Your instructions:
Could you copy every line of the data that contains the word "slots"?

Collected data entries:
━━━━━━━━━━━━━━━━

PR #2, opened 2026-05-14
feat: declare kind: memory for OpenClaw memory slot compatibility

rrriiiccckkk:
## Summary

Add `"kind": "memory"` to `openclaw.plugin.json` so the plugin can properly occupy OpenClaw's memory slot.

## Problem

OpenClaw uses `plugins.slots.memory` to select which plugin owns the memory slot. The slot resolution logic in `resolveMemorySlotDecisionShared` checks:

```javascript
if (!hasKind(params.kind, "memory")) return { enabled: true };
```

Without `kind: "memory"` in the manifest, the plugin is **silently skipped** — even if the user explicitly sets `plugins.slots.memory = "memory-tencentdb"`. This means the memory slot ends up empty (no auto-recall, no Dreaming, etc.).

## Fix

One-line addition to `openclaw.plugin.json`:

```json
{
  "id": "memory-tencentdb",
  "kind": "memory",  // ← added
  ...
}
```

## What this enables

Users can now replace the default memory stack with a single config:

```json
{
  "plugins": {
    "slots": {
      "memory": "memory-tencentdb",
      "contextEngine": "memory-tencentdb"
    }
  }
}
```

This gives them the full TencentDB Agent Memory pipeline (L0→L3 + Context Offload) as the sole memory provider, without needing Hindsight/memory-core/active-memory running in parallel.

## Compatibility

- `kind` is an optional field in the OpenClaw manifest spec
- Existing setups without `plugins.slots.memory` are unaffected (the default slot assignment still applies)
- No runtime code changes — manifest-only

### DIFF
--- a/openclaw.plugin.json
+++ b/openclaw.plugin.json
@@ -1,12 +1,16 @@
 {
   "id": "memory-tencentdb",
+  "kind": "memory",
   "name": "Memory (TencentDB)",
   "description": "Four-layer memory system — auto-captures, structures, and profiles conversational knowledge",
   "activation": {
     "onStartup": true
   },
   "contracts": {
-    "tools": ["tdai_memory_search", "tdai_conversation_search"]
+    "tools": [
+      "tdai_memory_search",
+      "tdai_conversation_search"
+    ]
   },
   "configSchema": {
     "type": "object",
@@ -14,7 +18,10 @@
     "properties": {
       "storeBackend": {
         "type": "string",
-        "enum": ["sqlite", "tcvdb"],
+        "enum": [
+          "sqlite",
+          "tcvdb"
+        ],
         "default": "sqlite",
         "description": "存储后端：sqlite（本地 SQLite + sqlite-vec）或 tcvdb（腾讯云向量数据库）"
       },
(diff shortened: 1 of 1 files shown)


Maxwell-Code07:
Hi @rrriiiccckkk, thanks for the investigation and the detailed analysis of the `resolveMemorySlotDecisionShared` code path! 👍

After internal discussion, we've decided to hold off on adding `kind: "memory"` to the manifest for now. Our current design intentionally does not claim the memory slot — the plugin registers its capabilities through hooks (`allowConversationAccess`) rather than occupying the `plugins.slots.memory` slot. This is a deliberate architectural choice to avoid conflicts with OpenClaw's built-in memory subsystem (memory-core).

━━━━━━━━━━━━━━━━

Answer section:
OpenClaw uses `plugins.slots.memory` to select which plugin owns the memory slot. The slot resolution logic in `resolveMemorySlotDecisionShared` checks:
Without `kind: "memory"` in the manifest, the plugin is **silently skipped** — even if the user explicitly sets `plugins.slots.memory = "memory-tencentdb"`. This means the memory slot ends up empty (no auto-recall, no Dreaming, etc.).
    "slots": {
- Existing setups without `plugins.slots.memory` are unaffected (the default slot assignment still applies)
After internal discussion, we've decided to hold off on adding `kind: "memory"` to the manifest for now. Our current design intentionally does not claim the memory slot — the plugin registers its capabilities through hooks (`allowConversationAccess`) rather than occupying the `plugins.slots.memory` slot. This is a deliberate architectural choice to avoid conflicts with OpenClaw's built-in memory subsystem (memory-core).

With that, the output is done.